(Supplied records begins)

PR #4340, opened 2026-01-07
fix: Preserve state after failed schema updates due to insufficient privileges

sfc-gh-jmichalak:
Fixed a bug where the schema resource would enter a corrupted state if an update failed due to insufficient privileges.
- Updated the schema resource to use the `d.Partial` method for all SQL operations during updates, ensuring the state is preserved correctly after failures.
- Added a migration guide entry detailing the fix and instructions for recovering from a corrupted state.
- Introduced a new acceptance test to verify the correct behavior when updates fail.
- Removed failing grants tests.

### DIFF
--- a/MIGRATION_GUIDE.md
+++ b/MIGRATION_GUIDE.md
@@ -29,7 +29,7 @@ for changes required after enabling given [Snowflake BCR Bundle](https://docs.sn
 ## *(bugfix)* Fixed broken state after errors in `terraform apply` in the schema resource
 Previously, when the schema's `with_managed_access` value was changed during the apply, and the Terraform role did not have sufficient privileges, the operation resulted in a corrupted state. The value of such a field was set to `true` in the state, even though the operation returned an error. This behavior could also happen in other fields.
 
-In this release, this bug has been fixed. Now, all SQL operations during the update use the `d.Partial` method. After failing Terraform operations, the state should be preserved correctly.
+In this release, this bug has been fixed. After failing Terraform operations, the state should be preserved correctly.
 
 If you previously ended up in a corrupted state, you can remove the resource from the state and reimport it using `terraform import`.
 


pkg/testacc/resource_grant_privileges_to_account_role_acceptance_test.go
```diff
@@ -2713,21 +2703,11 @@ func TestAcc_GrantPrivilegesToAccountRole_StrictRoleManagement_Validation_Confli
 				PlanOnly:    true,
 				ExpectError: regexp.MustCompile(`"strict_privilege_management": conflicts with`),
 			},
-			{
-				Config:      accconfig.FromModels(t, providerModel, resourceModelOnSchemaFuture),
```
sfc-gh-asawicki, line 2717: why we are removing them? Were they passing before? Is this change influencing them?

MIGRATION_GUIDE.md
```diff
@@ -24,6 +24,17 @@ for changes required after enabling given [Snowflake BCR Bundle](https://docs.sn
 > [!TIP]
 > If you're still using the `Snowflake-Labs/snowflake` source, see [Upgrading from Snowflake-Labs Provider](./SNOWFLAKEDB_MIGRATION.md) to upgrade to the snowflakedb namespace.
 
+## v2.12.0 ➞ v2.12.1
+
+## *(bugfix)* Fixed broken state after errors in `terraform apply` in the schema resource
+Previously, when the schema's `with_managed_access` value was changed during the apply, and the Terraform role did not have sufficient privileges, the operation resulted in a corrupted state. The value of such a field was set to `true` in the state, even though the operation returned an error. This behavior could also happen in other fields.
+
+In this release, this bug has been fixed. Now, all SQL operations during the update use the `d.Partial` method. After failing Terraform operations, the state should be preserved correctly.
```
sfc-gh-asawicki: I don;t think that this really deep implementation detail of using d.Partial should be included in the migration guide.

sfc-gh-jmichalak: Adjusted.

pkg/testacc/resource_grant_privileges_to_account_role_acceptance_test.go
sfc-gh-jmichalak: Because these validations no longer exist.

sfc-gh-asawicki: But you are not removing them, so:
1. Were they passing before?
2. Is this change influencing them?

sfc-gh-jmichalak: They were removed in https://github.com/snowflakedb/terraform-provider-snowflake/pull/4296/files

(Supplied records ends)

* _Task_:
Read through the lines above and collect those that contain the string "given".

* _Response to the exercise_:
@@ -29,7 +29,7 @@ for changes required after enabling given [Snowflake BCR Bundle](https://docs.sn
@@ -24,6 +24,17 @@ for changes required after enabling given [Snowflake BCR Bundle](https://docs.sn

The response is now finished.